Fly Like An Eagle
By: Eugenia Jones
Five bald eagles spotted along local areas of Cumberland and Big South Fork Rivers during statewide survey.
Earlier this month, those looking locally for bald eagles along the Cumberland and Big South Fork Rivers during the 2015 statewide bald eagle survey were greeted with below freezing temperatures and five magnificent eagles.
This year’s survey saw two teams travelling by boat as they looked for bald eagles from the Sawyer area on the Cumberland River to Burnside and then back south on the Big South Fork River to Turkey Creek in McCreary County. Both teams of Department of Fish and Wildlife staff were rewarded with sightings of bald eagles in both counties during their coverage of approximately fifty miles of river waterway in McCreary and Pulaski Counties.

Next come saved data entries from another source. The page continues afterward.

PR #427, opened 2018-06-08
KIALI-757: Add expand feature in the detailed metrics page

israel-hdez:
~~Styles are a little hacky. But I hope it's ok.~~
expandfeature

### DIFF
--- a/src/pages/ServiceDetails/MetricsChartBase.tsx
+++ b/src/pages/ServiceDetails/MetricsChartBase.tsx
@@ -1,20 +1,31 @@
 import * as React from 'react';
-import { LineChart } from 'patternfly-react';
+import { LineChart, Icon } from 'patternfly-react';
 import { TimeSeries } from '../../types/Metrics';
+import { style } from 'typestyle';
 
 type MetricsChartBaseProps = {
   familyName: string;
+  onExpandRequested?: () => void;
 };
+
+const expandBlockStyle = style({
+  marginBottom: '-1.5em',
+  zIndex: 1,
+  position: 'relative',
+  textAlign: 'right'
+});
 
 abstract class MetricsChartBase<Props extends MetricsChartBaseProps> extends React.Component<Props> {
   protected abstract get controlKey(): string;
   protected abstract get seriesData(): any;
 
   protected nameTimeSeries = (groupName: string, matrix: TimeSeries[]): TimeSeries[] => {
+    const tsName = this.props.familyName.replace('Output: ', '').replace('Input: ', '');
+
     matrix.forEach(ts => {
       const labels = Object.keys(ts.metric).map(k => ts.metric[k]);
 
-      ts.name = this.props.familyName + groupName;
+      ts.name = tsName + groupName;
       if (labels.length !== 0) {
         ts.name += '{' + labels.join(',') + '}';
       }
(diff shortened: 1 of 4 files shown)


src/pages/ServiceDetails/MetricsChartBase.tsx
```diff
@@ -1,20 +1,31 @@
...
+import { style } from 'typestyle';
 
 type MetricsChartBaseProps = {
   familyName: string;
+  onExpandRequested?: () => void;
 };
 
+const expandBlockStyle = style({
+  marginBottom: '-1.5em',
+  zIndex: 1,
```
mtho11: Why do we have to change the z-index?

src/pages/ServiceDetails/ServiceMetrics.tsx
```diff
@@ -11,6 +11,31 @@ import { authentication } from '../../utils/Authentication';
 import HistogramChart from './HistogramChart';
 import MetricChart from './MetricChart';
 import { Histogram, MetricGroup } from '../../types/Metrics';
+import history from '../../app/History';
+import { Link } from 'react-router-dom';
+import { style } from 'typestyle';
+
+const expandedChartContainerStyle = style({
+  position: 'absolute',
```
mtho11: This has to be an absolute layout?

israel-hdez: Yes and no. All these styles can be omitted and the chart will look good. However:
* The chart limits itself to 350px height. So, most of the time it wouldn't use the available vertical space. It is too hard (for me) to correctly set the height without the absolute positioning.
* Also, this is a "hack" to place the expanded chart on top of the tabs (and hide the tabs) to gain more space for the expanded chart.

This is why I said that styles are a little hacky. If you don't like it, I'll just remove all these styles and let the chart to limit itself to 350px height, and allowing the tabs to be visible.

src/pages/ServiceDetails/MetricsChartBase.tsx
israel-hdez: You can see that I have a negative `margin-bottom`. This is to place the _Expand_ link close to the chart (where I think it looks better). But this also means that the c3 control and the _Expand_ link are overlapping. The link is not clickable if the `z-index` is not adjusted.

src/pages/ServiceDetails/ServiceMetrics.tsx
mtho11: @israel-hdez yes, I think that would be the better solution. The absolute stuff makes me nervous

jotak: @israel-hdez, maybe if you provide height as C3 chart params instead of style, you will avoid the 350px max-height. It can be provided as props: http://c3js.org/reference.html#size-height

israel-hdez: @jotak The problem is that it isn't possible to set the right height without calculating it in js/ts. But, probably, I'll go this way. Let me try some CSS before doing it via javascript - I don't like too much to do in JS what CSS should be doing :)

jotak: I know exactly what you mean... I already introduced that kind of dubious height calculation here. Hope we can find a better way at some point.

PR #484, opened 2018-07-02
KIALI-1089 Clears selection when a relayout is needed (namespace, lay…

josejulio:
…out or elements change)

Removes the selection if changing from one namespace to other (or if a layout change is needed)


src/components/CytoscapeGraph/CytoscapeGraph.tsx
```diff
@@ -280,9 +285,10 @@ export class CytoscapeGraph extends React.Component<CytoscapeGraphProps, Cytosca
     // update the entire set of nodes and edges to keep the graph up-to-date
     cy.json({ elements: this.props.elements });
 
-    // update the layout if needed
+    // update the layout if needed and reset to default values
     if (this.updateLayout) {
       cy.layout(LayoutDictionary.getLayout(this.props.graphLayout)).run();
+      clearSelection();
```
jmazzitelli: We don't want to reset the selection just because we changed the layout. In fact, its a nice feature that I could select a node, and change the layout from breadthfirst to Dagre and still see the same node selected as before. There is no reason why we would need or want the selection to go away if we simply change the layout.

We only want to clear the selection when we change the NAMESPACE (which is what is happening when we double-click a pentagon node) because in that case the node that is selected is probably going away anyway.

josejulio:
Updated the code, had to opt-in for the "custom selection behavior" [1] to achieve this.

The reason I had to do this, is because the doubleTap "selected" the node, but it does in the step after changing the namespace, so i couldn't catch it to "unselect" in a clean way.

[1] https://github.com/cytoscape/cytoscape.js/issues/1145#issuecomment-153083828

josejulio:
Whoops, forgot to remove the DNM tag

jmazzitelli:
The selection now behaves as we want. However, I'm seeing odd behavior in some layouts SOME of the time. I do not know if its related to this PR. I think we need more investigation before merging this PR. Here are two examples of what I just saw with this PR:

screenshot from 2018-07-05 12-15-42
screenshot from 2018-07-05 12-16-18

josejulio:
Will check what's wrong

josejulio:
I couldn't reproduce the issue (yet) but saw something that might be related.

When doing a relayout (because layout or namespace change or new nodes are added) it seems that we were reusing the previous positions and the layout algorithm might consider that. At least it seemed that Dagre was using that, because when switching from namespace "all" to "bookinfo" rendered a different dagre graph.

I solved this by reseting all the positions to (0,0) before running the layout.

josejulio:
Thanks!

PR #485, opened 2018-07-02
KIALI-1090 Increase opacity on dim node/edges to make them easier to …

josejulio:
…read

Before:
kiali-1090-before

After (**updated 2018-07-04**):
kiali-1090-after-updated

Using pf-black-500:
kiali-1090-pfblack500

### DIFF
--- a/src/components/CytoscapeGraph/graphs/GraphStyles.ts
+++ b/src/components/CytoscapeGraph/graphs/GraphStyles.ts
@@ -186,7 +186,7 @@ export class GraphStyles {
       {
         selector: 'node.' + DimClass,
         style: {
-          opacity: '0.3'
+          opacity: '0.6'
         }
       },
       {


josejulio:
> I am OK with this. Before merging, I would like to see what other people have to say. For sure I didn't like the really dim opacity of 0.3 because I couldn't read the labels of dimmed nodes and edges (which is odd, because I didn't notice this before - I wonder if something else causes the opacity to be even lower due to a recent change?).

Not really sure, but in your screenshot, the stuff inside the group box seems harder to read than the service outside it.

josejulio:
> I am OK with this. Before merging, I would like to see what other people have to say. For sure I didn't like the really dim opacity of 0.3 because I couldn't read the labels of dimmed nodes and edges (which is odd, because I didn't notice this before - I wonder if something else causes the opacity to be even lower due to a recent change?).

cc: @kiali/ux-reviewers @pilhuhn @mwringe

mwringe:
In the second screen shot I can read the services (circles) better, but the connection lines look too similar to me. Can we get it so the lines are like in the first screenshot?

josejulio:
> Can we get it so the lines are like in the first screenshot?

yes!

josejulio:
Edge opacity is unchanged now, see updated screenshot.

mwringe:
> I wonder if something else causes the opacity to be even lower due to a recent change?

Do we know why there was a change? I wonder if this was a UXD recommendation that we are now undoing.

@kiali/ux-reviewers any input here?

josejulio:
It seems that @jmazzitelli lowered the opacity (by 0.1) when refactoring other stuff :)

Initial commit: https://github.com/josejulio/swsui/commit/555139fac34585a1a1adb42168f8e21619c1c97b#diff-195cf831935737255b1a9df5d8fb4b10R84

Refactoring commit:
https://github.com/josejulio/swsui/commit/8bcad0a70e606eeae53cc878821ddc95d20d4826#diff-195cf831935737255b1a9df5d8fb4b10L85

cshinn:
@josejulio, I agree that this is much easier to read than before, but I'm not sure that even this will be legible to someone who needs higher contrast. Perhaps excluding the font color from the change, or using something like pf-black-500 for the font if the original black is too stark.

josejulio:
> @josejulio, I agree that this is much easier to read than before, but I'm not sure that even this will be legible to someone who needs higher contrast. Perhaps excluding the font color from the change, or using something like pf-black-500 for the font if the original black is too stark.

Tried with pf-black-500 and seems harder to read IMO (see first comment):

I guess since there is an improvement we can merge this one and create a JIRA to try to further improve that.

mwringe:
> I guess since there is an improvement we can merge this one and create a JIRA to try to further improve that.

+1

Please make sure a link is added when creating the jira so that someone can follow the discussion.

jmazzitelli:
merging this - any additional changes we will provide in another PR(s)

Designated as our country’s national emblem in 1782, the majestic bald eagle, with its distinctive white head, disappeared as a breeding bird in Kentucky and elsewhere during the l960s. The disappearance of the magnificent birds was due in large part to the use of pesticides, particularly DDT.
With the ban of DDT in the early seventies and reintroduction efforts with bald eagles in the 1970s and ‘80s, Kentucky saw a steady increase in the number of nesting territories of bald eagles. Although still protected by the Migratory Bird Treaty Act and the Bald and Golden Eagle Protection Act, Kentucky’s bald eagles were officially delisted from the federal list of threatened and endangered species in 2007.
While sightings of bald eagles in McCreary County are still not abundant, they are becoming more common.